# Suggest me a good Bass Headphone for a budget of 1.5k



## SahilAr (Dec 7, 2012)

Need a headphone for listening songs and watching videos...i want super bass and sound quality to be simply superb.The budget is limited to 1.5k mAX!!!Please reply..as i want the headphones very fast.


----------



## The Incinerator (Dec 7, 2012)

Sennheiser HD 201/202 II . The latter has more bass hence it costs Rs 1899
HD 218 good for compressed music as it dosnt delve deep.


----------



## Thetrueblueviking (Dec 7, 2012)

monoprice 8323 @ 21$ - eyes closed (but that is if u can get it).
link - *www.monoprice.com/products/product.asp?c_id=108&cp_id=10823&cs_id=1082302&p_id=8323&seq=1&format=2


----------



## The Incinerator (Dec 7, 2012)

Monoprice are great but by the time it reaches India it will cost close to $60!


----------



## SahilAr (Dec 7, 2012)

I am considering:SENNHEISER HD 202 II -- AUTHORIZED DEALER -READY STOCK | eBay should i buy it?


----------



## The Incinerator (Dec 7, 2012)

Great,seller is a trusted one no doubt but I believe you can buy it cheaper locally.


----------



## SahilAr (Dec 7, 2012)

The Incinerator said:


> Great,seller is a trusted one no doubt but I believe you can buy it cheaper locally.



Ok,will buy it locally!


----------



## Thetrueblueviking (Dec 7, 2012)

The Incinerator said:


> Monoprice are great but by the time it reaches India it will cost close to $60!
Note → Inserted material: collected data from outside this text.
Issue #1852, opened 2022-03-02
Improve label organization and interaction in Token Classification


dvsrepo:
## Description

Creating a new UI mode that helps with annotation sessions. 

This mode must be included for all defined tasks and should keep the user interaction as simple as possible and hard oriented to annotation.

### From issue #1851 
**Describe the bug**
With more than 10 labels the button hot-links stop.

**To Reproduce**
Go to token / text-classification and assign >10 label options.

**Expected behavior**
I would expect them to continue on function keys or initial qwerty keys.

**Screenshots**
![image](https://user-images.githubusercontent.com/25269220/196913426-5c46cf7a-8472-4454-b6f4-b51310d9dc71.png)

cceyda:
Some ideas I would like to add to this:
- Would also be good to get more variation in colors. I know it is pretty hard to choose a distinctive enough [color pallet](https://seaborn.pydata.org/tutorial/color_palettes.html) but still important.

- allowing custom key(and color) assignment. maybe something like:
```
rg.log(..., tags={"ORG":"organization","LOC":"location",...} ,config={"shortcuts":{"ORG":"1","LOC":"a",...}})
```
- allow labels on the top bar to be clickable (so you can use the drop down list or the top bar to pick the label)(not so sure how useful this is)

- A slightly more complex suggestion: group labels hierarchically. Sometimes there can be a logical grouping of labels.
purely for  example let's say:
<img width="1349" alt="image" src="https://user-images.githubusercontent.com/15624271/218690189-67cd9620-b471-4a4c-b9d9-eac69d4b48e6.png">
can be divided like this (excuse the paint edit):

![image](https://user-images.githubusercontent.com/15624271/218692053-59222e99-8c49-4b9b-94df-0367bdd8dd07.png)

then for keyboard shortcuts you would first press the parent tag key, then the sub. 
example: [1][3] would be food, [2][5]organization

nataliaElv:
@dvsrepo Would you say this issue has been addressed properly in the `SpanQuestion` included in v1.26.0?

cceyda:
`SpanQuestion` looks nice 🥳  I'll try it out this week migrating the old TokenClassification dataset.

cceyda:
Here are my first impressions & feedback about the new `SpanQuestion`.
I have migrated my old `TokenClassification` dataset to a Feedback dataset:

@nataliaElv 
[...]

Issue #2003, opened 2022-12-05
[Dataset settings] New section in UI


frascuchon:
We need to change the front-end part to create new labels by using the labeling schema already defined as part of the dataset settings.

Including these changes, we need to think about how to restrict the use of label creation to users.

cc @dvsrepo 

# Updated

This view cannot be visible for ALL users. For example, for now, the "Create label" button is only shown when no settings resource is found (from an API call), or deleting a dataset is only possible for dataset creators.

The condition will be (until argilla has no user role assignment):

Show dataset settings view only for users that have created the dataset (cc @dvsrepo)

Also, we should unify the current labels schema to the settings resource (cc @keithCuniah @leiyre )

# Tasks
- [x] #2210  
- [x] #2368
- [x] #2369
- [x] #2370
- [x] #2371
- [x] #2372

Amelie-V:
We will create a proper area for dataset settings. The two main sets accessible to users from the UI are:

- Label creation
- Delete dataset

These two features already exist on the UI.

It consists of relocating them into a dedicated page.

frascuchon:
Refs [#1854](https://github.com/argilla-io/argilla/issues/1854)

frascuchon:
@keithCuniah  see https://github.com/argilla-io/argilla/blob/develop/frontend/models/Dataset.js#L22 references for the action migration

PR #2339, opened 2023-02-14
Enhancement: extend shortcuts to include alphabet for token classification

cceyda:
# Description

This is a stop-gap solution to issue https://github.com/argilla-io/argilla/issues/1852
A more sophisticated solution can be found but in the mean time this solves the inconvenience when there are tags more than 10. 

**Type of change**

**How Has This Been Tested**

- [ ] Test A
- [ ] Test B

**Checklist**

### DIFF
--- a/frontend/components/token-classifier/header/EntitiesHeader.vue
+++ b/frontend/components/token-classifier/header/EntitiesHeader.vue
@@ -53,7 +53,7 @@ export default {
   }),
   computed: {
     visibleEntities() {
-      const characters = "1234567890qwertyuiopasdfghjklzxcvbnm".split("");
+      const characters = "1234567890QWERTYUIOPASDFGHJKLZXCVBNM".split("");
       let entities = [...this.dataset.entities]
         .sort((a, b) => a.text.localeCompare(b.text))
         .map((ent, index) => ({
--- a/frontend/components/token-classifier/header/EntitiesHeader.vue
+++ b/frontend/components/token-classifier/header/EntitiesHeader.vue
@@ -53,7 +53,7 @@ export default {
   }),
   computed: {
     visibleEntities() {
-      const characters = "1234567890".split("");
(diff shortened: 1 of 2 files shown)


tomaarsen:
I understand that this is designed as a simple temporary solution, but I want to point out that this will only work for the "default" QWERTY keyboard layout. Users on QWERTZ, AZERTY or others would likely find this unintuitive.

cceyda:
okay realized shortcuts are uppercased in [code](https://github.com/argilla-io/argilla/blob/91a77ad85244cd885fafd40c38251ecdf2e37147/frontend/components/token-classifier/results/EntitiesSelector.vue#L126) so changed that. 

Also if anyone is looking for a quick custom shortcutkeys fix:
(chrome) using developer tools search for "1234567890" in js files, there should be 2.
then override, reload should work!

dvsrepo:
thanks so much @cceyda for the PR. I would vote to merge this and tackle the keyboard layout configuration mentioned by @tomaarsen as part of the new Dataset Setting feat #2003 (maybe not for the first version but for following releases, that would be configurable there). what do you think @leiyre @Amelie-V ?

Could you review this PR @leiyre ?

leiyre (approved):
👌

dvsrepo:
@leiyre could this be merged already?

keithCuniah:
Hello everyone.
Just for information, as mention by @dvsrepo, this correction has also impact in dataset settings feature. See #[2444](https://github.com/argilla-io/argilla/pull/2444). So I moved the solution to the the front ORM.

Second things, I was looking for a way to get the user keyboard layout dynamically (which could solve the problem pointed by @tomaarsen), and there is a keyboard API in javascript for that but it's experimental (see this [link](https://developer.mozilla.org/en-US/docs/Web/API/Keyboard)).  
So when this API will be stable, it would be a nice solution to have dynamical shorcuts depending on the users keyboard.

They indeed are. And quite better than the HD202.
Regarding the customs and shipping - I wrote in the bracket - "that is if u can get it"(for 21$ from a friend or someone else who can get it for u)


----------



## SahilAr (Dec 8, 2012)

Which one to consider if bass is the priority?
MDR-XB300 : Extra Bass (XB) Headphones : Headphones : Sony India
or
Buy Sennheiser HD 202 II Headphone Online At Price Rs.2290 - India


----------



## The Incinerator (Dec 8, 2012)

The Sony is plain bad! It has boomy bass. But if you are in to rap,  electronica rock, or electronic music get them at the cost of no midrange and highs.


----------



## SahilAr (Dec 8, 2012)

Nahh...i just fall in love with ma Bollywood,punjabi and some old one's!So,i should go for the HD 202 ii na?If sony is just that bad,i would be good to get the HD 202 ii,in 1-2k budget MaX,riGht?


----------



## The Incinerator (Dec 8, 2012)

Get HD202II..yeah.


----------



## SahilAr (Dec 9, 2012)

Thanks Dude,will be getting HD 202 ii for sure now..and will upload pics too 

I want earphones too for my phone,i searched everywhere but at none of the place i could find it for 500-600 INR 
Does it really costs 1k?


----------



## syamkumar.tpl (Dec 9, 2012)

Buy HD 202 from Pepperfry and you will get it for Rs.1590
register as new user and you will get Rs.700 off coupon..


----------



## The Incinerator (Dec 9, 2012)

SahilAr said:


> Thanks Dude,will be getting HD 202 ii for sure now..and will upload pics too
> 
> I want earphones too for my phone,i searched everywhere but at none of the place i could find it for 500-600 INR
> Does it really costs 1k?



Sound Magic ES 18 Headphone | Headphone | Flipkart.com

*www.flipkart.com/panasonic-rp-hje1...BA6&icmpid=reco_pp_same_headphone_headphone_4

Bass - Creative EP 600 Headphone Black Headset Earphone Web Net Chatting Gaming BILL | eBay

Bass - *www.flipkart.com/skullcandy-s2dudz...NH5&icmpid=reco_pp_same_headphone_headphone_3


----------



## Thetrueblueviking (Dec 10, 2012)

Dont ever buy skull-candy IEMs - especially in this range - they suck at large.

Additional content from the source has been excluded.